[Data for review — start]

PR #272, opened 2021-12-16
hal/ia32: apply new syspage

HBuczynski:
## Description

 - fix initialization of `_interrupts_multilock` variable
 - apply new syspage approach
 - update console

**NOTE:** console-vga doesn't work correctly. `lib_printf()` sets console color using ASCI what is incomprehensible to vga.
Changes will be introduced in a separate PR.
Furthermore, **console-serial** has hard-coded instance of base address. This code will be changed in the next PR as well.
 
## Types of changes

## How Has This Been Tested?

- [ ] Tested by hand on: (lia32-generic).

## Checklist:

## Special treatment

- [ ] This PR needs additional PRs to work (https://github.com/phoenix-rtos/plo/pull/157).

### DIFF
--- a/hal/ia32/cpu.c
+++ b/hal/ia32/cpu.c
@@ -22,6 +22,7 @@
 #include "../pmap.h"
 #include "pci.h"
 #include "ia32.h"
+#include "halsyspage.h"
 
 
 struct cpu_feature_t {
@@ -86,6 +87,7 @@ u32 cpu_getEFLAGS(void)
 
 	return eflags;
 }
+
 
 #ifndef NDEBUG
 static int hal_cpuDebugGuard(u32 enable, u32 slot)
@@ -384,8 +386,6 @@ void cpu_sendIPI(unsigned int cpu, unsigned int intr)
 
 static void _cpu_gdtInsert(unsigned int idx, u32 base, u32 limit, u32 type)
 {
-/* TODO: add new syspage */
-#if 0
 	u32 descrl, descrh;
 	u32 *gdt;
 
@@ -398,13 +398,12 @@ static void _cpu_gdtInsert(unsigned int idx, u32 base, u32 limit, u32 type)
 
 	descrl = (base << 16) | (limit & 0xffff);
 
-	gdt = (void *)*(u32 *)&syspage->gdtr[2];
+	gdt = (void *)syspage->hs.gdtr.addr;
 
 	gdt[idx * 2] = descrl;
 	gdt[idx * 2 + 1] = descrh;
 
 	return;
-#endif
 }
 
 
@@ -433,8 +432,6 @@ void *_cpu_initCore(void)
 
 static void _hal_cpuInitCores(void)
 {
-/* TODO: add new syspage */
-#if 0
 	unsigned int i, k;
 
 	/* Prepare descriptors for user segments */
@@ -445,7 +442,7 @@ static void _hal_cpuInitCores(void)
 	cpu.ncpus = 0;
 	_cpu_initCore();
 
-	*(u32 *)((void *)syspage->stack + VADDR_KERNEL - 4) = 0;
+	*(u32 *)(syspage->hs.stack + VADDR_KERNEL - 4) = 0;
 
 	for (;;) {
 		k = cpu.ncpus;
@@ -455,7 +452,6 @@ static void _hal_cpuInitCores(void)
 		if (i >= 50000000)
 			break;
 	}
-#endif
 }
 
 
--- a/hal/ia32/halsyspage.h
+++ b/hal/ia32/halsyspage.h
@@ -3,7 +3,7 @@
  *
  * Operating system kernel
  *
- * Configuration file for ia2
+ * System information page (prepared by kernel loader)
  *
  * Copyright 2021 Phoenix Systems
  * Author: Hubert Buczynski
@@ -13,15 +13,12 @@
  * %LICENSE%
  */
 
-#ifndef _HAL_CONFIG_H_
-#define _HAL_CONFIG_H_
+#ifndef _HAL_SYSPAGE_H_
+#define _HAL_SYSPAGE_H_
 
-#ifndef __ASSEMBLY__
+#include <arch/types.h>
+#include "config.h"
 
-#include "../../include/arch/syspage-ia32.h"
-#include "../../include/syspage.h"
-
-#endif
-
+extern syspage_t *syspage;
 
 #endif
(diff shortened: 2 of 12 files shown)


hal/ia32/halsyspage.h
```diff
@@ -0,0 +1,23 @@
...
+ *
+ * %LICENSE%
+ */
+
+#ifndef _HAL_SYSPAGE_H_
+#define _HAL_SYSPAGE_H_
+
+#include "config.h"
+
+extern hal_syspage_t *syspage;
```
agkaminski, line 21: Hmm, we already have this symbol, don't we? So this is it's redefinition?

hal/ia32/pmap.c
```diff
@@ -235,40 +226,48 @@ int pmap_getPage(page_t *page, addr_t *addr)
...
-	if (k == syspage->mmsize)
-		return -EINVAL;
-
-	/* Page is allocated by BIOS */
-	if (!(page->flags & PAGE_FREE)) {
-		page->flags |= PAGE_OWNER_BOOT;
-		return EOK;
-	}
-
+#if 0
```
agkaminski, line 270: You added #if 0, so maybe remove comment that comments-out the code inside?

include/arch/syspage-imxrt.h
```diff
@@ -20,13 +20,13 @@
...
+		unsigned int type;
+		unsigned int allocCnt;
 		struct {
-			u32 rbar;
-			u32 rasr;
+			unsigned int rbar;
+			unsigned int rasr;
 		} table[16] __attribute__((aligned(8)));
-		u32 map[16]; /* ((u32)-1) = map is not assigned */
+		unsigned int map[16]; /* ((unsigned int)-1) = map is not assigned */
```
agkaminski, line 29: Unrelated change and I'm not sure if we want to change it that way

hal/ia32/halsyspage.h
```diff
@@ -0,0 +1,23 @@
+/*
```
agkaminski, line 1: Do we really need this file?

hal/ia32/pmap.c
```diff
@@ -278,23 +277,23 @@ int pmap_getPage(page_t *page, addr_t *addr)
 	}*/
 
 	hal_spinlockClear(&pmap_common.lock, &sc);
+#endif
 
-	if ((page->addr >= (u32)syspage - VADDR_KERNEL) && (page->addr < (u32)syspage - VADDR_KERNEL + SIZE_PAGE)) {
+	/* Calculate syspage size */
+	sz = *(ptr_t *)((ptr_t)syspage + sizeof(hal_syspage_t));
```
agkaminski, line 283: Why not `syspage->size`?

hal/ia32/pmap.c
HBuczynski: What do you think about removing it permanently? 
This piece of code describes `ptable` which has a new approach in `pmap_getPage` function:

https://github.com/phoenix-rtos/phoenix-rtos-kernel/blob/3b85faa3db0cb156f678c30dc1d430cc9f0a8f00/hal/ia32/pmap.c#L295-L298

include/arch/syspage-imxrt.h
HBuczynski: You have right that it is not related to the context of this PR but I have added appropriate comment in commit message. 
`u32` and `u8` are described in `hal`. This code is shared between plo and kernel so it will be better to not use types which are defined in both modules separately.

hal/ia32/pmap.c
HBuczynski: `syspage` is a type of `hal_syspage_t *`. `size` is a part of generic syspage structure `syspage_t.`

agkaminski: It would be better to handle main `syspage` symbol here. You include syspage.h anyway, so why not to access generic syspage by `syspage->field` and `hal_syspage_t` by `syspage->hs->field`?

hal/ia32/halsyspage.h
HBuczynski: The answer is above.

hal/ia32/pmap.c
HBuczynski: The main assumption was that hal has an access only to `hal_syspage_t` part of the syspage structure. 
`pmap_getPage` uses fields from generic part of syspage but it can be moved outside of hal, on each of the platform with MMU code looks similar.

Your proposition will solve the problem at the moment but I think that we should follow the rule that hal gets from the outside world only the minimum.

hal/ia32/cpu.c
```diff
@@ -445,7 +442,7 @@ static void _hal_cpuInitCores(void)
 	cpu.ncpus = 0;
 	_cpu_initCore();
 
-	*(u32 *)((void *)syspage->stack + VADDR_KERNEL - 4) = 0;
+	*(u32 *)((void *)syspage->hs.stack + VADDR_KERNEL - 4) = 0;
```
agkaminski, line 445: void * arithmetic

hal/ia32/pmap.c
```diff
@@ -417,38 +398,39 @@ int pmap_segment(unsigned int i, void **vaddr, size_t *size, int *prot, void **t
...
+		if (map->start < pmap_common.minAddr)
+			pmap_common.minAddr = map->start;
+
+		if (map->end > pmap_common.maxAddr)
+			pmap_common.maxAddr = map->end;
+	} while ((map = map->next) != syspage->maps);
 
 	/* Initialize kernel page table - remove first 4 MB mapping */
-	pmap->pdir = VADDR_KERNEL + (void *)syspage->pdir;
+	pmap->pdir = VADDR_KERNEL + (void *)syspage->hs.pdir;
```
agkaminski, line 423: void * arithmetic

include/arch/syspage-imxrt.h
agkaminski: Ok for now, but imho this types might be/should be shared between plo and kernel in the future

hal/ia32/pmap.c
HBuczynski: Fixed

agkaminski (approved):
LGTM, let's wait for @Maxez

Maxez (approved):
One thing to change - we've agreed that `syspage` variable points to the whole syspage (not just the hal part) so we should change its definition in hal.c (hal_syspage_t * needs to be changed to syspage_t *).

HBuczynski:
> One thing to change - we've agreed that `syspage` variable should point to the whole syspage (not just the hal part) so we should change its definition in hal.c (`hal_syspage_t *` needs to be changed to `syspage_t *`).

Thanks, done.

[Data for review — finish]

| Task goal |
Give back the opening line of the records above and every line after it, up to and including the one with "gdt[idx * 2] = descrl;", unchanged.

| Problem solution |
PR #272, opened 2021-12-16
hal/ia32: apply new syspage

HBuczynski:
## Description

 - fix initialization of `_interrupts_multilock` variable
 - apply new syspage approach
 - update console

**NOTE:** console-vga doesn't work correctly. `lib_printf()` sets console color using ASCI what is incomprehensible to vga.
Changes will be introduced in a separate PR.
Furthermore, **console-serial** has hard-coded instance of base address. This code will be changed in the next PR as well.
 
## Types of changes

## How Has This Been Tested?

- [ ] Tested by hand on: (lia32-generic).

## Checklist:

## Special treatment

- [ ] This PR needs additional PRs to work (https://github.com/phoenix-rtos/plo/pull/157).

### DIFF
--- a/hal/ia32/cpu.c
+++ b/hal/ia32/cpu.c
@@ -22,6 +22,7 @@
 #include "../pmap.h"
 #include "pci.h"
 #include "ia32.h"
+#include "halsyspage.h"
 
 
 struct cpu_feature_t {
@@ -86,6 +87,7 @@ u32 cpu_getEFLAGS(void)
 
 	return eflags;
 }
+
 
 #ifndef NDEBUG
 static int hal_cpuDebugGuard(u32 enable, u32 slot)
@@ -384,8 +386,6 @@ void cpu_sendIPI(unsigned int cpu, unsigned int intr)
 
 static void _cpu_gdtInsert(unsigned int idx, u32 base, u32 limit, u32 type)
 {
-/* TODO: add new syspage */
-#if 0
 	u32 descrl, descrh;
 	u32 *gdt;
 
@@ -398,13 +398,12 @@ static void _cpu_gdtInsert(unsigned int idx, u32 base, u32 limit, u32 type)
 
 	descrl = (base << 16) | (limit & 0xffff);
 
-	gdt = (void *)*(u32 *)&syspage->gdtr[2];
+	gdt = (void *)syspage->hs.gdtr.addr;
 
 	gdt[idx * 2] = descrl;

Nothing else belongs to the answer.